++++ GIVEN RECORDS ++++
PR #2040, opened 2017-03-24
[System Tests]: DCOS-12808: Add SI tests for pod with virtual network

jfurrow:
This PR introduces the automated tests for [Create a pod with a virtual network](https://wiki.mesosphere.com/pages/viewpage.action?pageId=101253133)

**The following test is expected to fail**, because some volume labels have changed (`MiB` to `GiB`, or vice versa, I can't remember) and they have not yet been released in the DCOS release branches:
```
✘ Services Applications Create an app with external volume
```

To run this test, use:
<pre>
docker pull mesosphere/dcos-ui && docker run -it --rm --ipc=host \
  -e CLUSTER_URL=$CLUSTER_URL  \
  -v `pwd`:/dcos-ui \
  ./system-tests/driver-config/cluster.sh
</pre>

### DIFF
--- a/system-tests/services/test-pods.js
+++ b/system-tests/services/test-pods.js
@@ -757,5 +757,181 @@ describe("Services", function() {
         .getTableRowThatContains(serviceName)
         .should("exist");
     });
+
+    it("Create a pod with virtual network", function() {
+      const serviceName = "pod-with-virtual-network";
+      const command = "python3 -m http.server 8080";
+      const containerImage = "python:3";
+
+      cy.contains("Multi-container (Pod)").click();
+
+      cy
+        .root()
+        .getFormGroupInputFor("Service ID *")
+        .type(`{selectall}{rightarrow}${serviceName}`);
+
+      cy.get(".menu-tabbed-item").contains("container-1").click();
+
+      // TODO: Due to a bug in cypress you cannot type values with dots
+      // cy
+      //   .root()
+      //   .getFormGroupInputFor('CPUs *')
+      //   .type('{selectall}0.5');
+
+      cy.root().getFormGroupInputFor("Memory (MiB) *").type("{selectall}32");
+
+      cy.root().getFormGroupInputFor("Container Image").type(containerImage);
+
+      cy.root().getFormGroupInputFor("Command").type(command);
+
+      cy.get(".menu-tabbed-item").contains("Networking").click();
+
+      cy
+        .root()
+        .getFormGroupInputFor("Network Type")
+        .select("Virtual Network: dcos");
+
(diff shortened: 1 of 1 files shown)


wavesoft:
@jfurrow flicts also here. :)

wavesoft:
Rebased this for you 👍

jfurrow:
Thanks @wavesoft!

Ping @MatApple @orlandohohmeier

jfurrow:
Sorry to be obnoxious! Ping @MatApple @orlandohohmeier

MatApple:
Not obnoxious at all @jfurrow! Thanks :-)

MatApple:
@jfurrow I'm wondering if we should change our pattern here:

**What we're doing now:** Testing for all our service configuration before we submit to the server, which essentially tests our form/JSON editor.

**What we're missing:** Testing the configuration of the service that was created, to make sure we sent the right data to the server and that Marathon created a service with the correct network configuration.

**What I suggest:** We move the service configuration testing from service creation and focus it on the configuration of the created service.

Thoughts?

jfurrow:
@MatApple That does make sense. These system test PRs are meant to automate the manual steps that we currently perform [as outlined by this document](https://wiki.mesosphere.com/pages/viewpage.action?pageId=101253133), but I'd be happy to add the additional steps.

So for this test, you're saying we should add tests that navigate to the Networks section and test that our network actually shows up in the table — is that right?

MatApple:
Thanks @jfurrow - I understand you're automating the manual steps and thanks so much for doing that! The manual test really is an integration test and not a system test. I do think it's highly valuable to have a system test here though. I understand my request technically changes the scope of your original task but I think we should take the time to do this right. cc/ @orlandohohmeier @rcorral (please see https://github.com/dcos/dcos-ui/pull/2040#issuecomment-295893797 for more context)

jfurrow:
Thanks @MatApple! That makes sense and I'm happy to do it in this PR. I still need some clarification, though. What would make this a system test? Is it simply navigating to the Networks section and testing that the table shows the new virtual network?

MatApple:
Hey @jfurrow, thanks for your willingness :) I spoke with @orlandohohmeier offline and Julian is going to add the extra steps to these tests to give us the additional coverage, so I think we are good to move forward without you altering this test.

To answer your question above, to complete this system test we should navigate to the service detail once the service was successfully created and we should then open the edit modal to check the JSON is correct. I.e. test that Marathon correctly interpreted what we sent it and created a service with the correct configuration.

jfurrow:
Thanks @MatApple! I appreciate the clarification, that makes good sense.

PR #2041, opened 2017-03-24
[foundation 3 of 3] DCOS-14745: Extract foundation

nLight:
ℹ️  License adds 200LOC, don't be intimidated by +333/-134 :)

## Local packages

- Introduced /packages dir for all the local packages we're not ready to completely extract.
As discussed offline with @orlandohohmeier it is considered beneficial since we don't need to mess around with `npm link` nor `npm install` as we change code inside those packages
- Rewired dcos-ui to catch everything from this dir and treat as an npm package while also including them in the `npm test` and `npm run lint` routines to make our life easier

## DCOSStore and ResourceTableUtil

- Moved from `foundation-ui` to DCOS since they are highly DCOS-UI specific

## PluginSDK

- Removed all the foundation bits from the PluginSDK, plugins now can just use the package
- Exposed DCOSStore and ResourceTableUtil

~Should go together with https://github.com/mesosphere/dcos-ui-plugins-private/pull/565~
~List of PRs: https://github.com/pulls?utf8=%E2%9C%93&q=is%3Aopen+is%3Apr+author%3AnLight+foundation~

🙇


jfurrow:
When testing this, I'm receiving an error and a warning. Is this to be expected?

nLight:
For some reason webpack wants to include LICENSE in the build. I suspect that's because foundation-ui package sits right there and maybe we need to exclude it somehow from the build.

Do we have webpack Gods on the team?

/cc @orlandohohmeier

foundation-ui/src/mount/MountService.js
```diff
@@ -43,7 +43,7 @@ class MountService extends EventEmitter {
     let {components, instance, rank} = this;
 
     if (typeof component !== 'function') {
-      if (global.__DEV__) {
+      if (process.env.NODE_ENV !== 'production') {
```
mlunoe: ❤️

src/js/routes/index.js
```diff
@@ -92,7 +92,7 @@ function getRoutes() {
 
   // Register packages
   indexRoute.children = indexRoute.children.concat(
-    RoutingService.getDefinition()
+    RoutingService.RoutingService.getDefinition()
```
mlunoe: 🤔 Could we not get rid of the duplicated name?

src/js/utils/NavigationServiceUtil.js
```diff
@@ -28,14 +29,14 @@ const NavigationServiceUtil = {
         const {path, category, childRoutes = []} = route;
         const primaryPath = `/${path}`;
 
-        NavigationService.registerCategory(category);
+        NavigationService.NavigationService.registerCategory(category);
```
mlunoe: Same here, could we not get rid of that duplicated name?

foundation-ui/index.js
```diff
@@ -1,17 +1,13 @@
-import DCOSStore from './stores/DCOSStore';
-import ResourceTableUtil from './utils/ResourceTableUtil';
-import RoutingService from './routing';
-import NavigationService from './navigation';
-import {MountService} from './mount';
-import Mount from './mount/Mount';
+import RoutingService from './src/routing';
+import NavigationService from './src/navigation';
```
mlunoe:
```js
import {NavigationService, EventTypes as NavigationEventTypes} from './src/navigation';
...
module.exports = {
  NavigationService,
  NavigationEventTypes,
};
```
Or something?

gulpfile.js
```diff
@@ -25,7 +25,14 @@ gulp.task('ensureDevProxy', function () {
 
 function buildDependenciesArray(dependencies) {
   return Object.keys(dependencies).map(function (dependency) {
-    return dependency + '@' + dependencies[dependency];
+    var version = dependencies[dependency];
+
+    if (version.startsWith('./')) {
```
mlunoe: Let's get a comment here. Something like:
`// Module is local, include dependencies from its package.json`

foundation-ui/index.js
nLight: How about:

```
module.exports = {
  navigation: {...},
  routing: {...}
};
```

```
import {navigation: {EventTypes}} from 'foundation-ui';
```

nLight: Technically those are sub-packages...

mlunoe: Yup, let's do it!

nLight:
@mlunoe @orlandohohmeier @jfurrow please give it another shot. I addressed all the comments and improved the original solution with some guidance from Orlando 🙇

mlunoe:
This looks really good @nLight! I do get this error a lot navigating around:

nLight:
@mlunoe good one! Looks like the change made the problem visible, we shouldn't ideally register a mount point in a constructor, rather using the react life cycle methods.

plugins/services/src/js/components/modals/NewCreateServiceModalServicePicker.js
```diff
@@ -49,27 +49,30 @@ function JSONOption({columnClasses, onOptionSelect}) {
...
 
-    MountService.MountService.registerComponent(
-      MultiContainerOption,
-      'CreateService:ServicePicker:GridOptions',
-      2
-    );
+class NewCreateServiceModalServicePicker extends React.Component {
+  componentDidMount() {
+    OPTIONS.forEach(function (component, index) {
+      MountService.MountService.registerComponent(
```
mlunoe: 👍

mlunoe:
Looking good! Works great!

jfurrow:
It works great! Nice work!

PR #2913, opened 2018-04-22
DCOS_OSS-2059 Update Config Headings

lilysamimi:
Problem: Configuration headings for SDK and Marathon apps are inconsistent. 

1. "Services" heading with underline

Marathon
screen shot 2018-04-20 at 2 41 46 pm

SDK
image

2. "Configuration" label on review screen 

Marathon
screen shot 2018-04-22 at 10 49 09 am

SDK
image

Solution:

1. Made Services heading the same 
2. Got rid of the Configuration title on SDK confirmation page 

**Checklist**

### DIFF
--- a/src/js/components/HashMapDisplay.js
+++ b/src/js/components/HashMapDisplay.js
@@ -47,7 +47,7 @@ class HashMapDisplay extends React.Component {
       ) {
         // Increase the heading level for each nested description list, making
         // ensuring we don't surpass heading level 6.
-        const nextHeadingLevel = Math.min(headingLevel, 6);
+        const nextHeadingLevel = Math.min(headingLevel + 1, 6);
 
         return (
           <HashMapDisplay
--- a/src/js/components/HashMapDisplay.js
+++ b/src/js/components/HashMapDisplay.js
@@ -47,7 +47,7 @@ class HashMapDisplay extends React.Component {
       ) {
         // Increase the heading level for each nested description list, making
         // ensuring we don't surpass heading level 6.
-        const nextHeadingLevel = Math.min(headingLevel + 1, 6);
+        const nextHeadingLevel = Math.min(headingLevel, 6);
 
         return (
           <HashMapDisplay
--- a/src/js/components/FrameworkConfiguration.js
+++ b/src/js/components/FrameworkConfiguration.js
@@ -255,7 +255,6 @@ class FrameworkConfiguration extends Component {
           {defaultConfigWarningMessage}
           <FrameworkConfigurationReviewScreen
             frameworkData={formData}
-            title={"Configuration"}
             onEditClick={this.handleEditConfigurationButtonClick}
           />
         </div>
--- a/src/js/components/FrameworkConfigurationReviewScreen.js
+++ b/src/js/components/FrameworkConfigurationReviewScreen.js
@@ -150,6 +150,7 @@ class FrameworkConfigurationReviewScreen extends React.Component {
         </div>
         <HashMapDisplay
           hash={frameworkData}
+          headingLevel={0}
           renderKeys={this.getHashMapRenderKeys(frameworkData)}
           headlineClassName={"text-capitalize"}
           emptyValue={EmptyStates.CONFIG_VALUE}


src/js/components/HashMapDisplay.js
```diff
@@ -47,7 +47,7 @@ class HashMapDisplay extends React.Component {
       ) {
         // Increase the heading level for each nested description list, making
         // ensuring we don't surpass heading level 6.
-        const nextHeadingLevel = Math.min(headingLevel + 1, 6);
+        const nextHeadingLevel = Math.min(headingLevel, 6);
```
juliangieseke: just from reading the code here it sounds like we want to increase the level… if something fundamental has changed we should try to refactor this part in a way, that the variable names are still correct.

leemunroe: @lilysamimi @juliangieseke My bad this didn't work as expected (I suggested this change).

The goal here is to ensure the first heading is a `<h1>` so it aligns with the other configuration views. Due to the default heading level being set to `1` and the `nextHeadingLevel` always plussing 1, the headings where starting at `<h2>`.

@juliangieseke You might have a better idea how to fix this, but I believe if we add the `+ 1` back and change line 109 to `headingLevel: 0,` this will achieve what we're looking for.

image

juliangieseke: @lilysamimi @leemunroe no, if we change the default value to 0, it could break something else. also we most probably dont want `0` as a valid value, because there is no `<h0>` element. for this reason it is limited by line 115: `headingLevel: PropTypes.oneOf([1, 2, 3, 4, 5, 6]),`. 

the `HashMapDisplay` Component is fine and there is not change needed, you need to find the place where it is called and reduce the level there. I'm not super familiar with the forms and configuration screens, but i doubt its a one-line-change to fix this issue :(

nLight: I'd second @juliangieseke it's rather `ServiceGeneralConfigSection.js` should be refactored to use `HashMapDisplay`, or, as a shortcut, we could replace `h1` in `ServiceGeneralConfigSection` and adjust css class names.

leemunroe: I'm not following. If we want the package configuration headings to be `H1 > H2 > H3` instead of today where they are `H2 > H3 > H4` how would updating `ServiceGeneralConfigSection` help us do that?

leemunroe: We could pass `headingLevel={0}` from `FrameworkConfigurationReviewScreen.js` which also achieves what we want and doesn't touch HashMapDisplay.

```
<HashMapDisplay
  hash={frameworkData}
  headingLevel={0}
  renderKeys={this.getHashMapRenderKeys(frameworkData)}
  headlineClassName={"text-capitalize"}
  emptyValue={EmptyStates.CONFIG_VALUE}
/>
```

image

juliangieseke: After looking into the code I dont think allowing something like `headingLevel=0` will solve the issue, its more like a hacky workaround. :(

A better solution is to change `FrameworkConfigurationReviewScreen#render` so that it doesnt pass down `frameworkData` to one HashMapDisplay, but all first-level children to its own `HashMapDisplay` instance. This is most probably nothing you want do, so I'd suggest talking to @orlandohohmeier to prioritize this. 🤔

ahoskins: image 2018-04-27 at 2 25 08 pm

lilysamimi: Sounds good @juliangieseke! I'll let you guys change FrameworkConfigurationReviewScreen#render. In the meantime, here's the workaround that gets the hierarchy that we want so it's consistent the app config. I've copy and pasted the screenshots above in the first comment.

ahoskins: We definitely have to increment `headingLevel` here, because the above issue screenshot here is the current state, which is not good.

lilysamimi:
Sounds good @juliangieseke! I'll let you guys change FrameworkConfigurationReviewScreen#render. In the meantime, here's the workaround that gets the hierarchy that we want so it's consistent the app config. I've copy and pasted the screenshots above in the first comment.

juliangieseke:
I'm fine with this if we create a JIRA to fix this properly and linking it in the code (add a comment in `FrameworkConfigurationReviewScreen.js @ Line 153`). 
@lilysamimi can you do this please? 
@weblancaster @ahoskins would that be okay for you?

PR #2915, opened 2018-04-23
 DCOS_OSS-2397: shows filter default on task page loading

Fabs:
Not having new zones or regions prevented the state
of the component to be updated causing the default filter
to load with an empty value.

**Checklist**


Fabs:
@nLight Thanks :D. Hope to churn more of those from time to time :). Thanks for providing the hardware.

juliangieseke:
do we want to have an integration test for this? :)

nLight:
@juliangieseke for me having unit is enough

PR #2919, opened 2018-04-24
fix(MesosStream): delay reconnections

orlandohohmeier:
Delay reconnection attempts to reduce load on Mesos and improve the UI performance. Without this adjustment, the UI will attempt to re-connect immediately which results in a rather high number of connection attempts which leads to a high CPU load if Mesos is unable to establish the stream (XHR).

Closes DCOS-22303


juliangieseke:
integration tests are green 🎉

nLight:
@juliangieseke the same error I saw on Bill's PR, but locally it doesn't happen

juliangieseke:
yup, looks like its an issue on master - we're on it.

PR #2925, opened 2018-04-24
fix(package): fix compression version

bstavroulakis:
The latest version of compression-webpack-plugin doesn't support webpack 1.x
++++
### EXERCISE BRIEF
List every line from the entries above in which "path" appears.

### ANSWER SPACE
         const {path, category, childRoutes = []} = route;
         const primaryPath = `/${path}`;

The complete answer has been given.